-- INPUT RECORDS --
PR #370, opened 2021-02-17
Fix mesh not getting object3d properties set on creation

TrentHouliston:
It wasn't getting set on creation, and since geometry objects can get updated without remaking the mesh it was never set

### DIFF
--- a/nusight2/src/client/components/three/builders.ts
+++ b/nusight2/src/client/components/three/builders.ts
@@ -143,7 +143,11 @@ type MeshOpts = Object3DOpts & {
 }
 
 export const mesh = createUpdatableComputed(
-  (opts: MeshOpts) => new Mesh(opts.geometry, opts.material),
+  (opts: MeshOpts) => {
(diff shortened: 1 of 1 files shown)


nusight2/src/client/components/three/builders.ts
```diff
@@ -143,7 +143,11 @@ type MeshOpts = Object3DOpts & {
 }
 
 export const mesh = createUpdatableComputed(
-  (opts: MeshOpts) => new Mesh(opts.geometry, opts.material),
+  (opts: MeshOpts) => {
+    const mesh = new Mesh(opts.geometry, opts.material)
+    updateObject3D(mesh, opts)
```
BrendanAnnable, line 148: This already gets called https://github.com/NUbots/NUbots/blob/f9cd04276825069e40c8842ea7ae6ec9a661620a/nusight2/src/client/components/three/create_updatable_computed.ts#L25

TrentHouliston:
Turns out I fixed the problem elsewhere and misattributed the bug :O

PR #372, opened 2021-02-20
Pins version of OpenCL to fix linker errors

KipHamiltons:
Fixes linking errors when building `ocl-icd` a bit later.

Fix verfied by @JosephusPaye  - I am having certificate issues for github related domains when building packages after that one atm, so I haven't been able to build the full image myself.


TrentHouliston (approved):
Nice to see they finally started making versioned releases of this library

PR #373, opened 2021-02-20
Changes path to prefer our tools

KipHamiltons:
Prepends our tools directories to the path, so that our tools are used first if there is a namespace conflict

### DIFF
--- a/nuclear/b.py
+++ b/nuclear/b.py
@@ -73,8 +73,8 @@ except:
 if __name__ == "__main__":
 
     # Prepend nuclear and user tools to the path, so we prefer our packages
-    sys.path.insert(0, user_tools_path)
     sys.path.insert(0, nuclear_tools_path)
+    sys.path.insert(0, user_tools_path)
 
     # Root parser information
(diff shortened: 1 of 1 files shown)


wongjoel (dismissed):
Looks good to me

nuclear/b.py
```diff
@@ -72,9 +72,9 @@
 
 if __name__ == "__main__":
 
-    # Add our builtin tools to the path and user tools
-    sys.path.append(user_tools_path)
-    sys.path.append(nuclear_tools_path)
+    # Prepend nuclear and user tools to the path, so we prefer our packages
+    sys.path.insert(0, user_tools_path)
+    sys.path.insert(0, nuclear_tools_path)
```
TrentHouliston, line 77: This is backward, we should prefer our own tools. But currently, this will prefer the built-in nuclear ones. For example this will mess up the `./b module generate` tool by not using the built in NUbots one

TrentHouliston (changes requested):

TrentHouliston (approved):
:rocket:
...
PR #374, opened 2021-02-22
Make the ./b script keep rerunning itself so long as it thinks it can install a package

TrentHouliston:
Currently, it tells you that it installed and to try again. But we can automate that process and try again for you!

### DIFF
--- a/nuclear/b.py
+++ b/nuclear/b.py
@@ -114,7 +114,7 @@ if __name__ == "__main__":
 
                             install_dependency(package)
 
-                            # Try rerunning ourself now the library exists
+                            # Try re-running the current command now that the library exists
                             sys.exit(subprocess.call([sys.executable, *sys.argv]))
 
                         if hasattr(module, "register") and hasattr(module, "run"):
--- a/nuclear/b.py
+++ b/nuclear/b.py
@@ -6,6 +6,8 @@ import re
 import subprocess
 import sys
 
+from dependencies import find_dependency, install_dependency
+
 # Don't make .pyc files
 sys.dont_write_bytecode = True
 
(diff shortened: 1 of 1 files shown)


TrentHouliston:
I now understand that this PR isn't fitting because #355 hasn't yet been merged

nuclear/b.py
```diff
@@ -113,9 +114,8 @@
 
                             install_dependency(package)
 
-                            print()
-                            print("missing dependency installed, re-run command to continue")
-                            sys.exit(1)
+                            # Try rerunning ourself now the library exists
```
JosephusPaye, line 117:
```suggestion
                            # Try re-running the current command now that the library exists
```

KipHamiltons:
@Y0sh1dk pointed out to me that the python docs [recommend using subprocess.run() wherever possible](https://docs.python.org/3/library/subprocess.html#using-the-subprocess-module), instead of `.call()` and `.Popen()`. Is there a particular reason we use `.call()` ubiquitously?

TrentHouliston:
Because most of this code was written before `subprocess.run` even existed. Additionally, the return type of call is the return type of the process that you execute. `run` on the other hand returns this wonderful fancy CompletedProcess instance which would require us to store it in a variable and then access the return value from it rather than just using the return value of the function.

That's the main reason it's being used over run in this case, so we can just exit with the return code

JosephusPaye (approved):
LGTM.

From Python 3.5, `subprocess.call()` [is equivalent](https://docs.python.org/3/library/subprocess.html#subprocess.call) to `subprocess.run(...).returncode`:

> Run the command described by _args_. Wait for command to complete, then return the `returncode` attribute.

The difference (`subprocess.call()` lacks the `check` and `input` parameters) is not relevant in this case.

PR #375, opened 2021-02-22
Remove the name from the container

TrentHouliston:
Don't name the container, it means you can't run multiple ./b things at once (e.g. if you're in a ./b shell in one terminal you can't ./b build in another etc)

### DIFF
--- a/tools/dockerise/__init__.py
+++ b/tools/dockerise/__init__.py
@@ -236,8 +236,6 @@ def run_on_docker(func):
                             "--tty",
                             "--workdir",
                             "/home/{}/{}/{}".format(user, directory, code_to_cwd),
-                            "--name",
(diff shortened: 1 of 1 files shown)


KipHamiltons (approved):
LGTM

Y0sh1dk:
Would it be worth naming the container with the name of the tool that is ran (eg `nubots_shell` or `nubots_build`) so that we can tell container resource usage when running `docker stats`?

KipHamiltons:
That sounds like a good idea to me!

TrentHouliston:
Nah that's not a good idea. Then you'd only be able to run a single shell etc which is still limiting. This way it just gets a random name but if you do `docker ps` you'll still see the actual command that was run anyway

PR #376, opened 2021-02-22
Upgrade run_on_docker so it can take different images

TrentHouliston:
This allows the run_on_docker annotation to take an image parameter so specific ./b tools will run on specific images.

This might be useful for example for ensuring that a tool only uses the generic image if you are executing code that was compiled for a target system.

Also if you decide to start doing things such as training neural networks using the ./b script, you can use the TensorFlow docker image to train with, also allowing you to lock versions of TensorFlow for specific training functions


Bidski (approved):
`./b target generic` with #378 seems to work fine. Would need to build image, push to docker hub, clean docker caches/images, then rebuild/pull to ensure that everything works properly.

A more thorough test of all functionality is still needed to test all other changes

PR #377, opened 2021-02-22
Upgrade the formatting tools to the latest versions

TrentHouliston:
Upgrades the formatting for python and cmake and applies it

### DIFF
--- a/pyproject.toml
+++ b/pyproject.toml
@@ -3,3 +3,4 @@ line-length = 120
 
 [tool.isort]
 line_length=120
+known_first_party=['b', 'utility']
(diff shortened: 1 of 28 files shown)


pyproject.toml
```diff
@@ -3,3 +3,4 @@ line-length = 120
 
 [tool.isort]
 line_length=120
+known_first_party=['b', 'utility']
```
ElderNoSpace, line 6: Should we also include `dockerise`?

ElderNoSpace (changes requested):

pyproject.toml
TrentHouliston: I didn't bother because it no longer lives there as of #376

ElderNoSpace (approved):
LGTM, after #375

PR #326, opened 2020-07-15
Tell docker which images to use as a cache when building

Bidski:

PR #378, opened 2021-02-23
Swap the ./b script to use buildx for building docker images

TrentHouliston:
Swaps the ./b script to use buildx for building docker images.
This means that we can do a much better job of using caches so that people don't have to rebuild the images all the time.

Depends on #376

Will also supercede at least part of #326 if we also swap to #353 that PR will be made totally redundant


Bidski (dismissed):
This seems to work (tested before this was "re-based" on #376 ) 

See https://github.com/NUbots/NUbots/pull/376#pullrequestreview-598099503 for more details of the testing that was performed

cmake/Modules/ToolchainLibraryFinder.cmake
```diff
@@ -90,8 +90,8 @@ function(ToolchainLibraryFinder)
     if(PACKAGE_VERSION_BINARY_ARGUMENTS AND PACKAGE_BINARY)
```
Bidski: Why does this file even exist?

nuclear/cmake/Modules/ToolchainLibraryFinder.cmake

-- TASK DIRECTIONS --
The lines to copy are those above that contain "caches".

-- YOUR RESPONSE --
`./b target generic` with #378 seems to work fine. Would need to build image, push to docker hub, clean docker caches/images, then rebuild/pull to ensure that everything works properly.
This means that we can do a much better job of using caches so that people don't have to rebuild the images all the time.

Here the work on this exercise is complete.